# [DATA LISTING]
----------------

PR #2436, opened 2020-05-08
Add web configuration documentation

### LINKED ISSUE #2432: Add section of detailing web configuration feature
### Description

Web Configuration will allow administrators to configure features and defaults in their dashboard.

An example 

```yaml
type: GlobalConfig
api_version: web/v1
metadata:
  name: default
spec:
  #
  # When one or more clusters are configured the default behaviour of the application is to omit
  # the details of the cluster the user is currently connected to. For purposes of debugging it can
  # be useful to enable.
  always_show_local_cluster: false

  #
  # Administrators can set global default preferences for all users. At this time they can tweak
  # the default theme users will see and the default amount of items a user can see on each page.
  default_preferences:
    page_size: 50
    theme: classic

  #
  # When a label or annotation contains a URL, the web app will attempt to turn it into a link or
  # and image. If administrators want they can configure which domains are valid/invalid targets.
  link_policy:
    # allow_list controls whether the list acts as an allow or deny list.
    # - as an allow list only matching URLs will be expanded
    # - as a deny list matching URLs are /not/ expanded but everything else is. 
    allow_list: true
    urls:
    - https://example.com
    - steamapp://34234234
    - //google.com
    - //*.google.com
    - //bob.local
```

hillaryfraley:
## Description
- Adds web configuration API doc
- Adds web configuration reference doc
- Adds web configuration guide in Dashboard section
- Adds `GlobalConfig` resource to sensuctl create types
- Fixes weight of other two Dashboard section docs so the new doc is in the correct order
- Updates commercial features doc to include web config info

## Motivation and Context
Closes #2432

### DIFF
--- a/content/sensu-go/5.20/api/webconfig.md
+++ b/content/sensu-go/5.20/api/webconfig.md
@@ -1,0 +1,328 @@
+---
+title: "Web configuration API"
+linkTitle: "Web Configuration API"
+description: "The Sensu web API provides HTTP access to the active web UI configuration. This reference includes examples for returning the active web configuration and adding or updating the web configuration. Read on for the full reference."
+version: "5.20"
+product: "Sensu Go"
+menu:
+  sensu-go-5.20:
+    parent: api
+---
+
+- [The `/globals` API endpoint](#the-globals-api-endpoint)
+  - [`/globals` (GET)](#globals-get)
+- [The `/globals/:globalconfig` API endpoint](#the-globalsglobalconfig-api-endpoint)
+  - [`/globals/:globalconfig` (GET)](#globalsglobalconfig-get)
+  - [`/globals/:globalconfig` (PUT)](#globalsglobalconfig-put)
+  - [`/globals/:globalconfig` (DELETE)](#globalsglobalconfig-delete)
+
+## The `/globals` API endpoints
+
+For more information about commercial features designed for enterprises, see [Get started with commercial features][1].
+
+### `/globals` (GET)
+
+The `/globals` API endpoint provides HTTP GET access to the global web UI configuration.
+
+#### EXAMPLE {#globals-get-example}
+
+The following example demonstrates a request to the `/web` API endpoint, resulting in a JSON array that contains the global web UI configuration.
+
+{{< highlight shell >}}
+curl -X GET \
+http://127.0.0.1:8080/api/enterprise/web/v1/globals \
+-H "Authorization: Bearer $SENSU_ACCESS_TOKEN" \
+-H 'Content-Type: application/json'
+
+HTTP/1.1 200 OK
+[
+  {
+    "type": "GlobalConfig",
+    "api_version": "web/v1",
+    "metadata": {
+      "name": "custom-web-ui",
+      "created_by": "admin"
+    },
+    "spec": {
+      "always_show_local_cluster": false,
+      "default_preferences": {
+        "page_size": 50,
+        "theme": "classic"
+      },
+      "link_policy": {
+        "allow_list": true,
+        "urls": [
+          "https://example.com",
+          "steamapp://34234234",
+          "//google.com",
+          "//*.google.com",
+          "//bob.local"
+        ]
+      }
+    }
+  },
+  {
+    "type": "GlobalConfig",
+    "api_version": "web/v1",
+    "metadata": {
+      "name": "new-web-ui",
+      "created_by": "admin"
+    },
+    "spec": {
+      "always_show_local_cluster": true,
+      "default_preferences": {
+        "page_size": 20,
+        "theme": "classic"
+      },
+      "link_policy": {
+        "allow_list": true,
+        "urls": [
+          "https://example.com"
+        ]
+      }
+    }
+  }
+]
+{{< /highlight >}}
+
+#### API Specification {#globals-get-specification}
+
+/web (GET)  | 
+---------------|------
+description    | Returns the list of global web UI configurations.
+example url    | http://hostname:8080/api/enterprise/web/v1/globals
+response type  | Map
+response codes | <ul><li>**Success**: 200 (OK)</li><li>**Error**: 500 (Internal Server Error)</li></ul>
+output         | {{< highlight shell >}}
+[
+  {
+    "type": "GlobalConfig",
+    "api_version": "web/v1",
+    "metadata": {
+      "name": "custom-web-ui",
+      "created_by": "admin"
+    },
+    "spec": {
+      "always_show_local_cluster": false,
+      "default_preferences": {
+        "page_size": 50,
+        "theme": "classic"
+      },
+      "link_policy": {
+        "allow_list": true,
+        "urls": [
+          "https://example.com",
+          "steamapp://34234234",
+          "//google.com",
+          "//*.google.com",
+          "//bob.local"
+        ]
+      }
+    }
+  },
+  {
+    "type": "GlobalConfig",
+    "api_version": "web/v1",
+    "metadata": {
+      "name": "new-web-ui",
+      "created_by": "admin"
+    },
+    "spec": {
+      "always_show_local_cluster": true,
+      "default_preferences": {
+        "page_size": 20,
+        "theme": "classic"
+      },
+      "link_policy": {
+        "allow_list": true,
+        "urls": [
+          "https://example.com"
+        ]
+      }
+    }
+  }
+]
+{{< /highlight >}}
+
+## The `/globals/:globalconfig` API endpoint {#the-globalsglobalconfig-api-endpoint}
+
+### `/globals/:globalconfig` (GET) {#globalsglobalconfig-get}
+
+The `/globals/:globalconfig` API endpoint provides HTTP GET access to global web UI configuration data, specified by configuration name.
+
+#### EXAMPLE {#globalsglobalconfig-get-example}
+
+In the following example, querying the `/globals/:globalconfig` API endpoint returns a JSON map that contains the requested [`:globalconfig` definition][1] (in this example, for the `:globalconfig` named `custom-web-ui`).
+
+{{< highlight shell >}}
+curl -X GET \
+http://127.0.0.1:8080/api/enterprise/web/v1/globals/custom-web-ui \
+-H "Authorization: Bearer $SENSU_ACCESS_TOKEN"
+
+HTTP/1.1 200 OK
+{
+  "type": "GlobalConfig",
+  "api_version": "web/v1",
+  "metadata": {
+    "name": "custom-web-ui",
+    "created_by": "admin"
+  },
+  "spec": {
+    "always_show_local_cluster": false,
+    "default_preferences": {
+      "page_size": 50,
+      "theme": "classic"
+    },
+    "link_policy": {
+      "allow_list": true,
+      "urls": [
+        "https://example.com",
+        "steamapp://34234234",
+        "//google.com",
+        "//*.google.com",
+        "//bob.local"
+      ]
+    }
+  }
+}
+{{< /highlight >}}
+
+#### API Specification {#globalsglobalconfig-get-specification}
+
+/globals/:globalconfig (GET) | 
+---------------------|------
+description          | Returns the specified global web UI configuration.
+example url          | http://hostname:8080/api/enterprise/web/v1/globals/custom-web-ui
+response type        | Map
+response codes       | <ul><li>**Success**: 200 (OK)</li><li> **Missing**: 404 (Not Found)</li><li>**Error**: 500 (Internal Server Error)</li></ul>
+output               | {{< highlight json >}}
+{
+  "type": "GlobalConfig",
+  "api_version": "web/v1",
+  "metadata": {
+    "name": "custom-web-ui",
+    "created_by": "admin"
+  },
+  "spec": {
+    "always_show_local_cluster": false,
+    "default_preferences": {
+      "page_size": 50,
+      "theme": "classic"
+    },
+    "link_policy": {
+      "allow_list": true,
+      "urls": [
+        "https://example.com",
+        "steamapp://34234234",
+        "//google.com",
+        "//*.google.com",
+        "//bob.local"
+      ]
+    }
+  }
+}
+{{< /highlight >}}
+
+### `/globals/:globalconfig` (PUT) {#globalsglobalconfig-put}
+
+The `/globals/:globalconfig` API endpoint provides HTTP PUT access to create and update global web UI configurations, specified by configuration name.
+
+#### EXAMPLE {#globalsglobalconfighooks-put-example}
+
+In the following example, an HTTP PUT request is submitted to the `/globals/:globalconfig` API endpoint to update the `custom-web-ui` configuration, resulting in an HTTP `200 OK` response and the updated configuration definition.
+
+{{< highlight shell >}}
+curl -X PUT \
+-H "Authorization: Bearer $SENSU_ACCESS_TOKEN" \
+-H 'Content-Type: application/json' \
+-d '{
+  "type": "GlobalConfig",
+  "api_version": "web/v1",
+  "metadata": {
+    "name": "custom-web-ui",
+    "created_by": "admin"
+  },
+  "spec": {
+    "always_show_local_cluster": false,
+    "default_preferences": {
+      "page_size": 50,
+      "theme": "classic"
+    },
+    "link_policy": {
+      "allow_list": true,
+      "urls": [
+        "https://example.com",
+        "steamapp://34234234",
+        "//google.com",
+        "//*.google.com",
+        "//bob.local"
+      ]
+    }
+  }
+}' \
+http://127.0.0.1:8080/api/enterprise/web/v1/globals/custom-web-ui
+
+HTTP/1.1 201 Created
+{{< /highlight >}}
+
+#### API Specification {#globalsglobalconfig-put-specification}
+
+/globals/:globalconfig (PUT) | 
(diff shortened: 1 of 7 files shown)


hillaryfraley:
Still possibly need a guide in the Dashboard content to describe this feature.

hillaryfraley:
@jamesdphillips I have some questions before I draft guide-type content:

1. How do I tell Sensu to use my custom web UI config?

2. If I have more than one custom web UI config, how do I specify which config to use? I can create and GET more than one config. How do I tell the web UI which one I want to use?

3. How do I specify which web UI configs should be used for which clusters?

4. Does an individual user's system settings override the web config? For example, if you set the mode to classic but a user's system is set to dark mode and they have their web UI set to pull from their system settings, will that user see classic or dark in Sensu's web UI?

5. If I send a completely blank PUT, Sensu adds a default for everything except theme. If you use a web UI config but it doesn't include a theme, what theme does the web UI use? Note that I mean with an empty spec, Sensu does not even add the `theme` key with a null default value...it just doesn't list theme at all. What happens in that case?

6. If i don't specify a list size, Sensu defaults to 0. How does a default list size of 0 work? Does that mean users won't see any items per page at all?

7. Can other users besides the admin create/update web UI configs?

8. What are the available values for theme? Is it only dark or classic?

9. I'm not sure what this note from https://github.com/sensu/sensu-enterprise-go/pull/965 means:
```
During the initial meeting when we discussed this feature, it was brought up that this API is an exception to the rule in that there should only ever be a single web config present. In lieu of a bigger refactor said limitation is preset in this PR, hopefully we can avoid any issues by documenting this limitation.
```
It sounds like this says you can only have one web UI config, but I was able to create many of them.
   9a. Does this note mean we want to tell people they should only create one web UI config (even though they technically can create more than one)?
   9b. What would be the effects of creating more than one?
   9c. If they should only create one web UI config, why do we say they can have a different config for different clusters?

10. If always_show_local_cluster is set to true, where are these cluster details displayed? And which details do they include (i.e., is it just the web UI config details for that cluster, or something else)?

jamesdphillips:
Sorry again for my lack of details. Great questions. 

> How do I tell Sensu to use my custom web UI config?

I think the suggested way to configure should be to use `sensuctl create`.

> If I have more than one custom web UI config, how do I specify which config to use? I can create and GET more than one config. How do I tell the web UI which one I want to use?

Similar to our Postgres adapter endpoint, if more than one configuration is present only the first will be honoured. So while, yes, you could have more than one it wouldn't make sense to.

> How do I specify which web UI configs should be used for which clusters?

Good question, not something I had put much thought into.

The configuration applies to the web app irrespective of the cluster they're currently viewing and is configuration used is provided by the cluster they connected to. So for instance, if they navigated to `https://cluster-a.sensu.my.org:3000/` the application would be configured using the values set on `cluster-a`.

If they're in a federated environment, we should probably suggest that they configure an etcd replicator for the resource. e.g..

```
api_version: federation/v1
type: EtcdReplicator
metadata:
  name: web_global_config
spec:
  ca_cert: /path/to/ssl/trusted-certificate-authorities.pem
  cert: /path/to/ssl/cert.pem
  key: /path/to/ssl/key.pem
  insecure: false
  url: http://127.0.0.1:2379
  api_version: web/v1
  resource: GlobalConfig
  replication_interval_seconds: 120
```

> Does an individual user's system settings override the web config? For example, if you set the mode to classic but a user's system is set to dark mode and they have their web UI set to pull from their system settings, will that user see classic or dark in Sensu's web UI?

Yes!

> If I send a completely blank PUT, Sensu adds a default for everything except theme. If you use a web UI config but it doesn't include a theme, what theme does the web UI use? Note that I mean with an empty spec, Sensu does not even add the theme key with a null default value...it just doesn't list theme at all. What happens in that case?

The global configuration overrides the apps own hardcoded defaults, the administrator doesn't provide a value the hardcoded default is used. For the theme specifically, the "sensu" theme is used.

> If i don't specify a list size, Sensu defaults to 0. How does a default list size of 0 work? Does that mean users won't see any items per page at all?

Similar to the answer above. It will fallback to the hardcoded default of 25.

> Can other users besides the admin create/update web UI configs?

Cluster admins and anyone with access to the `webconfig` resource.

> What are the available values for theme? Is it only dark or classic?

It can be one of.. `sensu`, `classic`, `uchiwa`, `tritanopia`, & `deuteranopia`.

Configuring dark mode is not supported in the initial release of the web config feature.

> I'm not sure what this note from sensu/sensu-enterprise-go#965 means. It sounds like this says you can only have one web UI config, but I was able to create many of them.

Noted above but while you can create many, only the first one will be used.

> If always_show_local_cluster is set to true, where are these cluster details displayed? And which details do they include (i.e., is it just the web UI config details for that cluster, or something else)?

If you have the creatively named `cluster-a`, `cluster-b`, and `cluster-c` and you connect to the web interface on `cluster-b`, in the context switcher you'll see a heading named `local-cluster` under which will appear the namespaces on `cluster-b`.

It's more for helping debug (eg. `cluster-b` isn't show up in the switcher) or when you have a cluster that you don't want to advertise as part of the federation (eg. you can directly connect to `cluster-d` but you don't want the other clusters to be aware of it's presence.)

hillaryfraley:
@jamesdphillips I think this is ready for review, with a couple more questions.

1. Under "Local cluster settings for debugging" in https://github.com/sensu/sensu-docs/pull/2436/files#diff-7de5e7cf1ce9e4e9760357d323b2ec53, I'm not sure how to explain what it tells someone if a particular cluster missing from the namespace switcher. I am definitely missing something here: how can you open the web UI for a specific cluster, and still have that cluster be missing from the namespace switcher list?

2. I don't understand what `always_show_local_cluster` does exactly. In my web UI, nothing seems to change whether I set it to true or false. In the namespace switcher, I see `local-cluster` followed by my three namespaces either way.

3. When you say Sensu will use the first configuration, I assumed you mean the earliest-created -- is that correct?
3a. Does that also mean earliest created OR updated? For example, you create config1 and config2. You created config1 first, so it's the earliest. But then you update config1. In this scenario, does Sensu use config1 or config2?

4. I wonder if it will be confusing that the default page size is 25, but if you forget to specify a page size altogether, the response lists a value of `0`. Shouldn't it list `25` instead?

5. Are there any other examples we should include in the reference?

content/sensu-go/5.20/api/webconfig.md
```diff
@@ -0,0 +1,286 @@
...
+linkTitle: "Web UI Configuration API"
+description: "The Sensu web API provides HTTP access to the active web UI configuration. This reference includes examples for returning the active web configuration and adding or updating the web configuration. Read on for the full reference."
+version: "5.20"
+product: "Sensu Go"
+menu:
+  sensu-go-5.20:
+    parent: api
+---
+
+- [The `/globals` API endpoint](#the-globals-api-endpoint)
```
jamesdphillips: I apologize, I've last minute changed the endpoint. It's now `http://127.0.0.1:8080/api/enterprise/web/v1/globals`.

See: https://github.com/sensu/sensu-enterprise-go/pull/1026

hillaryfraley: @jamesdphillips sorry, so did v1 change to v2 and globals changed to config?

hillaryfraley: ^ I changed it to `...web/v2/config` so just let me know if that's incorrect. Thank you for the heads up!

jamesdphillips:
@hillaryfraley 

> Under "Local cluster settings for debugging" in https://github.com/sensu/sensu-docs/pull/2436/files#diff-7de5e7cf1ce9e4e9760357d323b2ec53, I'm not sure how to explain what it tells someone if a particular cluster missing from the namespace switcher. I am definitely missing something here: how can you open the web UI for a specific cluster, and still have that cluster be missing from the namespace switcher list?

> I don't understand what always_show_local_cluster does exactly. In my web UI, nothing seems to change whether I set it to true or false. In the namespace switcher, I see local-cluster followed by my three namespaces either way.

Sorry, I do realize how confusing this feature is.

The `always_show_local_cluster` only applies to federated environments. Based on configuration the context switcher could be organized three ways.

1. In a non-federated environment, you will only see a `local-cluster` heading with any namespaces you have configured.
1. in a federated environment, you will see a heading for _each_ cluster you have configured. eg. if you have three clusters configured `cluster-a`, `cluster-b`, and `cluster-c` and you open the switcher you will see a heading for each and namespaces under each heading.
1. in a federated environment with the `always_show_local_cluster` flag set to true, you will see a heading for each cluster PLUS the `local-cluster` heading.

I see it's potential utility as:

* In a federated environment where, due to error / misconfiguration / network issues one cluster isn't showing up in the context switcher. The administration could enable `always_show_local_cluster` and directly connect to the cluster that isn't displaying.
* Say we have a federated environment with three clusters configured, let's call them A, B, and C. Then imagine we have a fourth cluster D but we don't want to advertise it. To do this we could set up an etcd replicator so that cluster D has the configuration we want and to avoid being advertised we could simply avoid adding an entry to the [cluster API](https://docs.sensu.io/sensu-go/latest/api/cluster/). This way cluster D will not show up in the context switcher.
Of course this is a double edge sword because even if we now directly connect to cluster D, the context switcher will only allow us to switch between clusters A through C. Enabling `always_show_local_cluster` would allow us to manage the "local-cluster" D.

I'll also add: if it's too tricky to communicate how this feature works, I would be completely OK with shelving documenting it for now. I do feel as if its utility is very limited and only really applies (at this point) to theoretical edge cases.

> When you say Sensu will use the first configuration, I assumed you mean the earliest-created -- is that correct? Does that also mean earliest created OR updated? For example, you create config1 and config2. You created config1 first, so it's the earliest. But then you update config1. In this scenario, does Sensu use config1 or config2?

Great question, and to be honest I am not sure. I think in the scenario you've painted the answer is `config2` but I'll have to double check.

For what it's worth, it might not even matter. The most important point is that administrators avoid doing it in the first place.

> I wonder if it will be confusing that the default page size is 25, but if you forget to specify a page size altogether, the response lists a value of 0. Shouldn't it list 25 instead?

This is a good point and maybe this is an unfortunate mistake on my part. Similar to the theme being `""` if you don't provide a value, a page size of `0` is the [zero value](https://tour.golang.org/basics/12/) for the field. The defaults live within the web application itself and apply if they receive the zero value.

> Are there any other examples we should include in the reference?

What you've included looks great :)

hillaryfraley:
Thank you for all of your clarifications, @jamesdphillips ! I think this is actually ready for your review now.

jamesdphillips (approved):
🎉

content/sensu-go/5.20/api/webconfig.md
```diff
@@ -0,0 +1,286 @@
+---
+title: "Web UI configuration API"
+linkTitle: "Web UI Configuration API"
+description: "The Sensu web API provides HTTP access to the active web UI configuration. This reference includes examples for returning the active web configuration and adding or updating the web configuration. Read on for the full reference."
```
hillaryfraley:
```suggestion
description: "The Sensu web configuration API provides HTTP access to the global web UI configuration. This reference includes examples for returning the global web UI configuration and adding or updating the web UI configuration. Read on for the full reference."
```

content/sensu-go/5.20/api/webconfig.md
```diff
@@ -0,0 +1,286 @@
...
+---
+
+- [The `/config` API endpoint](#the-config-api-endpoint)
+  - [`/config` (GET)](#config-get)
+- [The `/config/:globalconfig` API endpoint](#the-configglobalconfig-api-endpoint)
+  - [`/config/:globalconfig` (GET)](#configglobalconfig-get)
+  - [`/config/:globalconfig` (PUT)](#configglobalconfig-put)
+  - [`/config/:globalconfig` (DELETE)](#configglobalconfig-delete)
+
+## The `/config` API endpoint
```
hillaryfraley:
```suggestion
**COMMERCIAL FEATURE**: Access web UI configuration in the packaged Sensu Go distribution.
For more information, see [Get started with commercial features][1].

## The `/config` API endpoint
```

content/sensu-go/5.20/api/webconfig.md
jamesdphillips: Whoops-- I missed this comment. It is `/api/enterprise/web/v1/config`.

Sorry for the confusion.

content/sensu-go/5.20/api/webconfig.md
```diff
@@ -0,0 +1,286 @@
...
+
+For more information about commercial features designed for enterprises, see [Get started with commercial features][1].
```
hillaryfraley:
```suggestion
```

content/sensu-go/5.20/api/webconfig.md
```diff
@@ -0,0 +1,286 @@
...
+
+## The `/config/:globalconfig` API endpoint {#the-configglobalconfig-api-endpoint}
+
+### `/config/:globalconfig` (GET) {#configglobalconfig-get}
+
+The `/config/:globalconfig` API endpoint provides HTTP GET access to global web UI configuration data, specified by configuration name.
+
+#### EXAMPLE {#configglobalconfig-get-example}
+
+In the following example, querying the `/config/:globalconfig` API endpoint returns a JSON map that contains the requested [`:globalconfig` definition][1] (in this example, for the `:globalconfig` named `custom-web-ui`).
```
hillaryfraley:
```suggestion
In the following example, querying the `/config/:globalconfig` API endpoint returns a JSON map that contains the requested `:globalconfig` definition (in this example, for the `:globalconfig` named `custom-web-ui`).
```

content/sensu-go/5.20/dashboard/webconfig.md
```diff
@@ -0,0 +1,104 @@
...
+
+Web UI configuration allows you to define certain display options for the Sensu [web UI][3], such as which web UI theme to use, the number of items to list on each page, and which URLs and linked images to expand.
+You can define a single custom web UI configuration to federate to all, some, or only one of your clusters.
+
+## Create a web UI configuration
+
+Use the [web UI configuration API][2] or [sensuctl create][5] to create a `GlobalConfig` resource.
+The [web UI configuration reference][4] describes each attribute you can configure in the `GlobalConfig` resource.
+
+{{% notice important %}}
```
hillaryfraley:
```suggestion
{{% notice note %}}
```

content/sensu-go/5.20/reference/webconfig.md
```diff
@@ -0,0 +1,248 @@
...
+
+**COMMERCIAL FEATURE**: Access web UI configuration in the packaged Sensu Go distribution.
+For more information, see [Get started with commercial features][1].
+
+Web UI configuration allows you to define certain display options for the Sensu [web UI][3], such as which web UI theme to use, the number of items to list on each page, and which URLs and linked images to expand.
+You can define a single custom web UI configuration to federate to all, some, or only one of your clusters.
+
+{{% notice note %}}
+**NOTE**: Each cluster should have only one web configuration.
+If you provide more than one, Sensu will automatically use the web UI configuration that was created or updated first.
```
hillaryfraley, line 25:
```suggestion
**NOTE**: Each cluster should have only one web configuration.
```

hillaryfraley, line 25:
```suggestion
**NOTE**: Each cluster should have only one web configuration.
```

hillaryfraley:
```suggestion
```

content/sensu-go/5.20/reference/webconfig.md
```diff
@@ -0,0 +1,247 @@
...
+required     | Required for web UI configuration in `wrapped-json` or `yaml` format.
+type         | String
+example      | {{< highlight shell >}}"type": "GlobalConfig"{{< /highlight >}}
+
+api_version  | 
+-------------|------
+description  | Top-level attribute that specifies the Sensu API group and version. For web UI configuration in this version of Sensu, the api_version should always be `web/v2`.
+required     | Required for web UI configuration in `wrapped-json` or `yaml` format.
+type         | String
+example      | {{< highlight shell >}}"api_version": "web/v2"{{< /highlight >}}
```
hillaryfraley:
```suggestion
description  | Top-level attribute that specifies the Sensu API group and version. For web UI configuration in this version of Sensu, the api_version should always be `web/v1`.
required     | Required for web UI configuration in `wrapped-json` or `yaml` format.
type         | String
example      | {{< highlight shell >}}"api_version": "web/v1"{{< /highlight >}}
```

content/sensu-go/5.20/reference/webconfig.md
```diff
@@ -0,0 +1,247 @@
...
+- Details for the local cluster will not be displayed
+- Each page will list 50 items
+- The web UI will use the classic theme
+- Expanded links and images will be allowed for the listed URLs
+
+{{< language-toggle >}}
+
+{{< highlight yml >}}
+type: GlobalConfig
+api_version: web/v2
```
hillaryfraley:
```suggestion
api_version: web/v1
```

content/sensu-go/5.20/reference/webconfig.md
```diff
@@ -0,0 +1,247 @@
...
+    - steamapp://34234234
+    - //google.com
+    - //*.google.com
+    - //bob.local
+{{< /highlight >}}
+
+{{< highlight json >}}
+{
+  "type": "GlobalConfig",
+  "api_version": "web/v2",
```
hillaryfraley:
```suggestion
  "api_version": "web/v1",
```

----------------

# [EXERCISE]
Among the records above, find each line containing the string "resulting" and copy it.

# [WRITTEN SOLUTION]
+The following example demonstrates a request to the `/web` API endpoint, resulting in a JSON array that contains the global web UI configuration.
+In the following example, an HTTP PUT request is submitted to the `/globals/:globalconfig` API endpoint to update the `custom-web-ui` configuration, resulting in an HTTP `200 OK` response and the updated configuration definition.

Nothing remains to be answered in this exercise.